The agent doesn't need a human to evaluate its work because the evaluation function is mechanical. If val_bpb went down, the modification was good. If not, revert and try again. Remove cheap verification and the loop collapses. You'd be back to the standard ML research workflow: propose, run, analyze, discuss, decide. Weeks per iteration instead of minutes.

The same cheapness also enables search at scale. The agent isn't trying to get it right on the first attempt. It's running a search: propose modifications, evaluate them against a cheap metric, keep the improvements that survive. Over a hundred iterations overnight, the system explores regions of the design space that a human researcher, limited to a few experiments per day, would never reach.

This is the same pattern behind DeepMind's AlphaCode and FunSearch. AlphaCode generates millions of candidate programs and filters them through test cases. FunSearch uses LLMs to discover new mathematical constructions through combinatorial search. In both cases, the system generates far more candidates than a human would, and verification (running tests, checking proofs) is cheap enough to evaluate them all.

Autoresearch applies the same pattern to the research process itself. The non-determinism that makes verification necessary in the first place becomes the engine for exploring solution space. Generate many candidates, verify cheaply, keep the best. The agent's "mistakes" aren't wasted compute. They're search.

Where Autoresearch Breaks (and Why That's the Point)

Karpathy scoped the system to one file, one metric, one GPU. No distributed training, no complex configs. The README is explicit about the simplicity.

These constraints are deliberate. Each one keeps verification cheap:

• One file means the agent's modifications are bounded. No multi-file refactors where side effects are hard to trace.
• One metric means evaluation is a scalar comparison. No multi-objective tradeoffs that require human judgment.
• One GPU with a fixed five-minute budget means experiments are reproducible and comparable. No infrastructure variability.

Relax any of these and the verification cost rises. Add a second metric and the agent needs to weigh tradeoffs. Allow modifications across multiple files and the search space explodes while failure modes get harder to diagnose. Move to distributed training and you introduce infrastructure variance that clouds the signal.

The boundary of the system is the boundary of cheap verification.

Where This Pattern Points

Karpathy built autoresearch as a proof of concept. But the pattern it demonstrates shows up in other places.
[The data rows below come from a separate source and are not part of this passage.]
PR #5826, opened 2026-07-01
Content Scanner Service

Velin92:
Based on Android's implementation, for now this is not wired yet to SwiftUI, but is just a system to essentially allow to scan a MediaSource and cache the scanning result, so that it can then be observed to render specific error placeholders on the UI side.

The implementations use the actor types, because they hold mutable states that can't be accessed externally, exist in a single instance per client, and offer async access to their functions, also this makes them sendable quite easily, so I thought in this specific case seemed the best choice, but happy to change it if is not convincing

### DIFF
--- a/ElementX/Sources/Other/SwiftUI/ViewModel/StateStoreViewModel.swift
+++ b/ElementX/Sources/Other/SwiftUI/ViewModel/StateStoreViewModel.swift
@@ -66,8 +66,9 @@ class StateStoreViewModel<State: BindableState, ViewAction> {
         /// Intentionally non-generic so that it doesn't grow uncontrollably
         let mediaProvider: MediaProviderProtocol?
         
-        /// An optional content scanning service so that views can validate media themselves,
-        /// `nil` when no content scanner is configured for the server.
+        /// An optional content scanning service so that views can validate media themselves.
+        /// `nil` when no content scanner is configured for the server, or when the screen
+        /// intentionally doesn't provide one because it has no media to scan.
         let contentScannerService: ContentScannerServiceProtocol?
         
         /// Set-able/Bindable access to the bindable state.
--- a/ElementX/Sources/Other/SwiftUI/ViewModel/StateStoreViewModel.swift
+++ b/ElementX/Sources/Other/SwiftUI/ViewModel/StateStoreViewModel.swift
@@ -30,8 +30,8 @@ class StateStoreViewModel<State: BindableState, ViewAction> {
         set { context.viewState = newValue }
     }
     
-    init(initialViewState: State, mediaProvider: MediaProviderProtocol? = nil) {
-        context = Context(initialViewState: initialViewState, mediaProvider: mediaProvider)
+    init(initialViewState: State, mediaProvider: MediaProviderProtocol? = nil, contentScannerService: ContentScannerServiceProtocol? = nil) {
+        context = Context(initialViewState: initialViewState, mediaProvider: mediaProvider, contentScannerService: contentScannerService)
         context.viewModel = self
     }
     
@@ -66,6 +66,10 @@ class StateStoreViewModel<State: BindableState, ViewAction> {
         /// Intentionally non-generic so that it doesn't grow uncontrollably
         let mediaProvider: MediaProviderProtocol?
         
+        /// An optional content scanning service so that views can validate media themselves,
+        /// `nil` when no content scanner is configured for the server.
+        let contentScannerService: ContentScannerServiceProtocol?
+        
         /// Set-able/Bindable access to the bindable state.
         subscript<T>(dynamicMember keyPath: WritableKeyPath<State.BindStateType, T>) -> T {
             get { viewState.bindings[keyPath: keyPath] }
@@ -78,9 +82,10 @@ class StateStoreViewModel<State: BindableState, ViewAction> {
             viewModel?.process(viewAction: viewAction)
         }
         
-        fileprivate init(initialViewState: State, mediaProvider: MediaProviderProtocol?) {
+        fileprivate init(initialViewState: State, mediaProvider: MediaProviderProtocol?, contentScannerService: ContentScannerServiceProtocol?) {
             self.viewState = initialViewState
             self.mediaProvider = mediaProvider
+            self.contentScannerService = contentScannerService
         }
     }
 }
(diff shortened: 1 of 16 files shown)


ElementX/Sources/Services/ContentScanner/ContentScannerProxy.swift
```diff
@@ -0,0 +1,35 @@
...
+//
+
+import Foundation
+
+@preconcurrency import MatrixRustSDK
+
+actor ContentScannerProxy: ContentScannerProxyProtocol {
+    private let contentScanner: ContentScanner
+    /// The client is held weakly for the same reason as in `MediaLoader` - to avoid keeping the
+    /// underlying `MatrixRustSDK.Client` alive longer than the owning `ClientProxy`.
```
pixlwave, line 15: Presumably SwiftFormat turned this into a doc comment instead of a regular one?

ElementX/Sources/Services/Client/ClientProxyProtocol.swift
```diff
@@ -135,6 +135,8 @@ protocol ClientProxyProtocol: AnyObject {
     
     var mediaLoader: MediaLoaderProtocol { get }
     
+    var contentScanner: ContentScannerProxyProtocol? { get }
```
pixlwave, line 136: Should this actually be `contentScannerService`? Otherwise that one is unused and I'm not yet sure where it would live.

ElementX/Sources/Services/ContentScanner/ContentScannerProxy.swift
```diff
@@ -0,0 +1,35 @@
+//
+// Copyright 2026 Element Creations Ltd.
+// Copyright 2026 New Vector Ltd.
```
pixlwave: Applies to all the files, I don't think Claude used the new file header properly…

```suggestion
// Copyright 2026 Element Creations Ltd.
```

ElementX/Sources/Services/ContentScanner/ContentScannerService.swift
```diff
@@ -0,0 +1,55 @@
...
+
+actor ContentScannerService: ContentScannerServiceProtocol {
+    private let contentScannerProxy: ContentScannerProxyProtocol
+    private let validationCache: EventContentValidationCacheProtocol
+    
+    /// The media source URLs that have already been scanned, per event.
+    private var scannedSources: [String: Set<String>] = [:]
+    /// The media source URLs whose scan is currently in flight, per event. Used to dedupe concurrent
+    /// scans of the same source (the actor doesn't hold isolation across the `await`).
+    private var inFlightSources: [String: Set<String>] = [:]
```
pixlwave: I don't understand the complexity here:
- Why are `scannedSources`/`inFlightSources` keyed by eventID?
    - Doesn't this mean that you will scan the same media twice if it is in multiple events (e.g. has been forwarded)
    - How will this work for avatars?
- Why do we need `scannedSources` and a `validationCache`?
    - It will always be in both so we checking 2 things for little benefit.
    - Surely we can just use the cache here?

ElementX/Sources/Services/ContentScanner/EventContentValidationCache.swift
```diff
@@ -0,0 +1,41 @@
...
+import Combine
+import Foundation
+import Synchronization
+
+final nonisolated class EventContentValidationCache: EventContentValidationCacheProtocol {
+    private let subjects = Mutex<[String: CurrentValueSubject<ContentValidation, Never>]>([:])
+    
+    func validationPublisher(for eventID: String) -> CurrentValuePublisher<ContentValidation, Never> {
+        subject(for: eventID).asCurrentValuePublisher()
+    }
```
pixlwave: Why is a cache responsible for coordinating the current status? Surely it should cache `safe: Bool` and the service should be responsible for coordinating the in-flight state?

pixlwave (changes requested):
Honestly, this feels rather over-engineered. Can rework it to follow existing patterns in the app. For example we do request coalescing in `MediaLoader` when loading media in a much simpler way. I appreciate there's an extra intermediate step of `scanning` here compared to loading and loaded/failed, but it should still be able to work that way.

ElementX/Sources/Services/Client/ClientProxyProtocol.swift
Velin92: so integrate together both the scanner proxy and the service into one object? The proxy is just the wraper on the SDK type but I guess we can fuse them together

Velin92:
@pixlwave after the talk we had on EC, I have update the PR, which is quite different now, give it another check

ElementX/Sources/Services/ContentScanner/ContentScannerServiceProtocol.swift
```diff
@@ -0,0 +1,27 @@
...
+/// Scans media sources through the content scanner, caching the verdicts by URL so that each source
+/// is only ever scanned once. Mirrors ``MediaProviderProtocol``'s shape: a synchronous cache lookup
+/// for views that already have a verdict and an async method to perform the scan.
+nonisolated protocol ContentScannerServiceProtocol: Sendable {
+    /// The cached scan verdict for the given source: `true` when the content is safe, `false` when
+    /// it is unsafe, or `nil` when the source hasn't been scanned yet.
+    func scanResultFromSource(_ source: MediaSourceProxy) -> Bool?
+    
+    /// Returns the cached verdict for the given source, scanning it first when needed.
+    /// Failed scans aren't cached so that they can be retried.
```
pixlwave: The comment on this one seems slightly backwards. Maybe it should be something more like:

"Starts a scan for the given source unless there's already a cached verdict, in which case that is returned".

ElementX/Sources/Services/ContentScanner/ContentScannerService.swift
pixlwave, line 1: Woah neat, that's even simpler than I expected 👌

ElementX/Sources/Other/SwiftUI/ViewModel/StateStoreViewModel.swift
```diff
@@ -66,6 +66,10 @@ class StateStoreViewModel<State: BindableState, ViewAction> {
         /// Intentionally non-generic so that it doesn't grow uncontrollably
         let mediaProvider: MediaProviderProtocol?
         
+        /// An optional content scanning service so that views can validate media themselves,
+        /// `nil` when no content scanner is configured for the server.
```
pixlwave: Small nit on this: It is `nil` when no content scanner is configured *or* when we didn't set it on the view model, intentionally or otherwise. Which is slightly concerning as when we forget to set a `mediaProvider` the app crashes, but here we'll silently not be scanning media on a particular screen.

(obviously applies to V2 as well)

pixlwave (approved):
Nice 😎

Code has compilers and tests. ML training has loss metrics. Financial models have backtests. Manufacturing has automated quality inspection. Each of these has a verification function that's mechanical, fast, and reliable. Those are the domains where autonomous AI loops seem to work.

The domains where autonomous loops struggle (legal reasoning, strategic planning, creative work, medical diagnosis) aren't struggling because AI can't generate good candidates. They're struggling because checking whether a candidate is good still requires expensive human judgment.

The filter I keep applying: can you define a single, mechanical check that tells you "this attempt was better than the last one"? If yes, the autonomous loop becomes viable. If the answer is "it depends" or "a human needs to judge," you're outside the boundary.

What I'm watching: the companies and tools making verification cheap for new domains (legal documents, medical imaging, engineering simulations). That seems like where the next wave actually gets built.